**TO DO**
All lines in the records below with the word "good" must be returned.

**INFORMATION SUPPLIED**
PR #502, opened 2018-01-08
added noiea target to goa rule. model_organism script fixed to includ…

dougli1sqrd:
…e goa taxa

### DIFF
--- a/pipeline/util/model_organism.py
+++ b/pipeline/util/model_organism.py
@@ -13,7 +13,7 @@ def cli():
 @click.option("--out", "-o", type=click.File("w"))
 def taxons(dataset_dir, out):
     datasets_paths = [os.path.abspath(os.path.join(dataset_dir, dataset)) for dataset in os.listdir(dataset_dir) if dataset.endswith("yaml")]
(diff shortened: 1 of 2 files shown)


pipeline/util/model_organism.py
```diff
@@ -24,9 +24,8 @@ def read_taxa_for_path(dataset_path):
     with open(dataset_path) as group_file:
         group_data = yaml.load(group_file)
         gaf_data = [data for data in group_data["datasets"] if data["type"] == "gaf"]
-        taxa = [ taxon for gaf in gaf_data if gaf["taxa"] for taxon in gaf["taxa"] ]
+        taxa = [ taxon for gaf in gaf_data if gaf["taxa"] for taxon in gaf["taxa"] if taxon.split(":")[1] != "1" ]
```
kltm: I do not believe a special case is needed. But probably won't harm anything.

kltm:
@dougli1sqrd Is `click` a standard library in py3?

dougli1sqrd:
It's not, but I've been using it in our other pipeline tools, and you agreed at some point that click could be installed on our pipeline machines.

kltm:
Looking at what we have, it's within the pipeline section that already has the requirements.txt run, so all good.

PR #513, opened 2018-01-18
using make maker to make merged paint sources

dougli1sqrd:


kltm:
Talked to @dougli1sqrd , let's test it out.

PR #531, opened 2018-02-14
Update groups.yaml

cmungall:
Removing spaces from labels

The YAML label field should probably eventually map to something other than rdfs:label, as here it has a more specialized meaning for a space-free code for a provider

See https://github.com/geneontology/noctua/issues/539


kltm:
This is meant to be a user readable label *only*. If this is being overloaded with something else, I think we need to talk about it.

PR #537, opened 2018-02-15
add shorthand for gaf compat

kltm:
added info for geneontology/noctua#539


kltm:
Not sure why travis is not checking this, but will merge anyways...

balhoff:
They're experiencing degraded service right now.

PR #547, opened 2018-02-28
renaming directory indexer with underscore for module loading purpose…

dougli1sqrd:
…s, added up one level,


kltm:
Looking good and functional.

PR #549, opened 2018-03-01
upload now uses a function that chooses multipart if the file is too big

dougli1sqrd:


kltm:
apparently all good to go now

PR #572, opened 2018-03-20
Adding SynGO to groups

dustine32:
Needed for newly generated SynGO Noctua models.


dustine32:
Sorry @kltm got caught in a meeting. Yes, I was wondering which way to go too but it seems like an umbrella term was desired: "I propose to add "SynGO" as a more suitable label for grouping all annotations provided by our consortium members." @ftwkoopmans , does this sound right?

kltm:
Fair enough. I'll just go ahead and merge now.

ftwkoopmans:
yea that's what I had in mind, thanks !

PR #1, opened 2019-01-09
[WIP] Begin building command structure

juanvallejo:
Adds top-level command, and `info` command.
Adds vendored deps.

Work in progress... Opening now to begin collecting feedback.

cc @deads2k


pkg/cmd/info.go
```diff
@@ -22,16 +32,27 @@ var (
...
+	baseDir string
+	// whether or not to allow writes to an existing and populated base directory
+	overwrite bool
+
 	genericclioptions.IOStreams
 }
 
 func NewInfoOptions(streams genericclioptions.IOStreams) *InfoOptions {
 	return &InfoOptions{
+		printFlags:  genericclioptions.NewPrintFlags("gathered").WithDefaultOutput("yaml"),
```
juanvallejo: @deads2k I should probably set a `WithTypeSetter()` param here, right? This might save me the trouble of manually calling `SetGroupVersionKind()` on each resource I want to print later. Not sure what scheme to use, however.

pkg/cmd/info.go
```diff
@@ -285,3 +310,119 @@ func retrieveConfigResourceNames(discoveryClient discovery.CachedDiscoveryInterf
...
+	defer dest.Close()
+
+	if err := o.printer.PrintObj(ns, dest); err != nil {
+		return err
+	}
+
+	resourcesToStore := map[string]runtime.Object{}
+
+	// collect resource information for namespace
+	pods, err := o.kubeClient.CoreV1().Pods(namespace).List(metav1.ListOptions{})
```
juanvallejo: @deads2k I'm thinking I should probably use a dynamic client, right? That way I don't have to worry about setting GVK data for each list of resources

pkg/cmd/info.go
deads2k: > @deads2k I should probably set a `WithTypeSetter()` param here, right? This might save me the trouble of manually calling `SetGroupVersionKind()` on each resource I want to print later. Not sure what scheme to use, however.

a scheme that matches the client you plan to use.

pkg/cmd/info.go
deads2k: > @deads2k I'm thinking I should probably use a dynamic client, right? That way I don't have to worry about setting GVK data for each list of resources

there is benefit to having real types that you can navigate. You're going to finding refs here.

deads2k:
@juanvallejo get the bare minimum "produce something" and we'll merge that

PR #2, opened 2019-01-10
Implement per pod data gathering

juanvallejo:
Adds per-pod data collection such as metrics, logs, etc.
Work in progress...

cc @deads2k


juanvallejo:
@deads2k I believe the tool should now work as advertised. Only thing I am not collecting are events.
Some tests are in order as well.

juanvallejo:
TODO:

- [ ] Gather per-namespace events
- [ ] Gather operand namespace info

PR #4, opened 2019-01-11
Additional improvements

juanvallejo:
cc @deads2k


juanvallejo:
Adds /version data gathering
Adds operand namespace data gathering
Adds `operator.openshift.io` resource gathering

TODO
- [ ] switch from exec to port-forwarding to collect container /metrics, /healthz, etc.

PR #12, opened 2019-01-15
[WIP] prove plugins

deads2k:
proof that plugins can be a thing

### DIFF
--- a/Makefile
+++ b/Makefile
@@ -1,2 +1,3 @@
 all:
 	mkdir -p ./bin && go build -o ./bin/openshift-must-gather main.go
+	cp plugins/cee-awesomeness/* bin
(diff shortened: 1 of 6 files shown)


deads2k:
A very rough and tumble proof that we *can* do it.  Not proof that it is the only option available.

@sferich888 @juanvallejo

sferich888:
@deads2k I wonder if we should explore doing this as a command tree? 

The default (openshift-must-gather) command with no options simply runs (all plugins/commands); however, if you supply a plugin/subcommand (version, inspect/collect <object>, etc) you can just get specific data from that plugin/subcommand (data group).

I like the ability to write plugins / in any language - to extend as we need; however that may be harder to maintain in this repo.

deads2k:
I think we're going to go with a simpler scripting approach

**SOLVED EXERCISE**
Looking at what we have, it's within the pipeline section that already has the requirements.txt run, so all good.
Looking good and functional.
apparently all good to go now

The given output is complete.